You obviously cannot play with all the materials and paints (I do but then… I’ve bought the shop!) but don’t panic or despair in art stores either. Slowly you probably will build quite an art supplies “wardrobe”… some shoes not often worn, some evening dresses once a life time, some on every other day! Yes, we are sooooo lucky to have that many options these days but you might never use some of them or even be attracted! Just remember (my advice and I’ll stick my guns whatever your art teacher tells you) to buy the best paint or materials you can afford on any given day. Quality is really an issue with materials and substandard ones simply do not do the job.

And so, back to the beginning.

All art books, begin with the prehistoric cave paintings our ancestors left us: to our eyes, extremely free and modern artworks that cover the walls of caves in Europe, Africa and Australia. And yet I believe that these mark makings came after thousands of years of humans playing with colour already. Men and women perhaps not so interested in making marks, i.e. in leaving traces of their existence on earth, but happy to play in the here and now of timelessness nevertheless. Every civilisation, men everywhere, seem to have found the same delight in adorning themselves, changing themselves, highlighting themselves. Body painting, primitive versions of make up, masks must be in every man’s collective memory or unconscious. Apparently useless tattoos have preceded sensible pullovers by centuries and centuries it seems. And I believe that each of us, containing all of the past forms within us just as we preserve the older layer of cortical development within the physical brain, have the same pure joy at colouring, at seeing under our hands something radically transform and come to life. I say joy but perhaps I should say fear too. When we come to realize we have creation and radical transformation in our hands, there is magic, there is power and there is awe too.
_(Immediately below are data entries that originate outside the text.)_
Issue #611, opened 2024-09-11
Fixed sorting in objects array field


mathiazom:
There does not seem to be any way to fix the ordering of objects added to an array field. The only alterantive we know of is to use the `sortable` option, which only toggles user custom sorting. 

A use case would be to sort location bonuses by year. This can be done manually by the user if `sortable=true`, but it would be nice to have this by default with `sortable=false`.

![Image](https://github.com/user-attachments/assets/2d0fa9a7-6e9a-4157-8e82-0eb46b8be401)

Related issue on Sanity repository: https://github.com/sanity-io/sanity/issues/4875

mathiazom:
Closed by #683

PR #683, opened 2024-09-19
v3 - custom ordered array input component

mathiazom:
See #611 

Added custom input compent to allow fixed ordering of array input elements in Studio. Currently only supports direct value comparison, i.e. not references.

Used for ordering salary and bonuses data by year (descending).

image

## Checklist

### DIFF
--- a/studio/components/ValueOrderedArrayOfObjectsInput.tsx
+++ b/studio/components/ValueOrderedArrayOfObjectsInput.tsx
@@ -1,13 +1,14 @@
 import { ArrayOfObjectsInputProps, ObjectItem } from "sanity";
 
-interface OrderedArrayOfObjectsInputProps extends ArrayOfObjectsInputProps {
+interface ValueOrderedArrayOfObjectsInputProps
+  extends ArrayOfObjectsInputProps {
   valueCompareFn: (a: ObjectItem, b: ObjectItem) => number;
 }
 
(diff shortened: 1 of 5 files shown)


studio/components/ValueOrderedArrayOfObjectsInput.tsx
```diff
@@ -0,0 +1,28 @@
+import { ArrayOfObjectsInputProps, ObjectItem } from "sanity";
+
+interface OrderedArrayOfObjectsInputProps extends ArrayOfObjectsInputProps {
```
anemne, line 3: bit heavy to read this 🥲 What about orderedArrayInput or orderedObjectArray

mathiazom: This was to emphasize that it's an extension of the original `ArrayOfObjectsInputProps`. It should actually be even longer:`ValueOrderedArrayOfObjectsInputProps` 🙃 

We need `...Input...` and `...Props` to follow convention and differentiate with the component. So either `OrderedArrayInputProps` or `OrderedObjectArrayInputProps`. The former does not convey that this only covers arrays of objects (compared to primitives), and the latter is barely shorter with an inconsistent naming.

I prefer giving descriptive and fully qualified names by default, and then shorten them if they are used in a lot of places.

anemne (approved):

christinaroise (approved):

Issue #699, opened 2024-09-20
Support image block in shared richtext


mathiazom:
Images in rich text from shared are not rendered. This is becuase the image assets are fetched with the studio client, not the shared client.

mathiazom:
A simple solution would be to attempt to fetch with both studio and shared client, and pick whichever it not 404. This assumes that the asset ids are globally unique. 

A more involved, but possibly safer, approach is to pass either a client identifier or the client config itself through the RichText hierarchy. This would require some prop drilling though 👷

christinaroise:
How many layers of prop drilling are we looking at? 🫠

mathiazom:
> How many layers of prop drilling are we looking at? 🫠

- `RichText`
  - `GroupedBlogText`
    - `myPortableTextComponents` (convert to function)
      - `SanityImage`
        - `useConvertSanityImageToNextImage`
          - `SanityImage`

christinaroise:
Hm, could perhpas the RichText component in and of itself be optimized? 🤔 there are also cases where we have myPortableTextComponents because RichText doesnt support normal as any other styles than body, so for cases where we want portable text but with normal as say bodySuperLarge or bodyLarge.. 🤔

mathiazom:
Closed by #702

PR #702, opened 2024-09-23
v3 - support image assets from shared Sanity project

mathiazom:
See #699 

Added `useNextSanityGlobalImage` to search both studio and shared when rendering images. Also refactored the use of image hooks and rendering.

Before | **After**
--- | ---
image | image

Storybook should not be affected, but a fix was added to add the required width and height props to Next.js Image:

image

## Checklist


anemne (approved):

christinaroise:
could you add screenshots of how this affects stories?

mathiazom:
> could you add screenshots of how this affects stories?

Should not affect stories, but they were actually broken already... Added a fix now.

src/components/image/SanityImage.tsx
```diff
@@ -0,0 +1,78 @@
...
+  );
+};
+
+export function SanityImage({ image }: { image: IImage }) {
+  if (image?.src) {
+    return (
+      <Image
+        alt={image?.alt || ""}
+        src={image.src.src}
+        style={{ objectFit: "cover", height: "100%" }}
```
christinaroise, line 71: Discovered that this fix might be needed for a few cases

```suggestion
        style={{ objectFit: "cover", height: "100%", width: "100%"  }}
```

christinaroise: could then be that you don't need the width and height props below, but stories might want them anyway.. 🤷

christinaroise (approved):

src/components/image/SanityImage.tsx
mathiazom: `width` and `height` are required props for [Next.js Image](https://nextjs.org/docs/app/api-reference/components/image), but we can add `width: "100%"` if it's needed :+1:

A wonderful photo of the Omo tribe who still paint and adorne themselves daily by the very talented photographer, Hans Silvester. (Hope he forgives me from borrowing it!)
A wonderful photo of the Omo tribe who still paint and adorn themselves daily by the very talented photographer, Hans Silvester. (Hope he too forgives me for borrowing it!)

To celebrate and colour the body, ochres and clays are all that was and is needed. Mixed with water, these will -for a little time at least- stick to bodies, to hair. To increase that bond, they can easily be mixed with fat, resin, blood. All sorts of glues, Nature offers generously and were probably easily discovered by men… We can only guess all of this if course since, whether they lasted a day or a life time under skin, they have gone with them. Probably the reason why art history never goes back that far, true art being only lasting art in the critics view of the world. A position most disputed these days…

Had the rock paintings of the Gwion Gwion in the Kimberleys kept their organic binding agents, we would be able to date them. As it is, all traces of how the inorganic ochre (and thus undatable) pigments were technically bound to these cave walls is gone however. The only “precise” datation possible so far, is a fossilized wasps’ nest that was caught between the earth and the walls of a cave when it collapsed. Have you ever wondered what was the point of wasps at all? Well, now you’ve got at least one good reason to be thankful for their existence… as that mere nest has put the date of the earliest works of Australian rock art back to some 25,000 to 35,000 years ago (as a marker earliest Egyptian art is maximum 7000 years old).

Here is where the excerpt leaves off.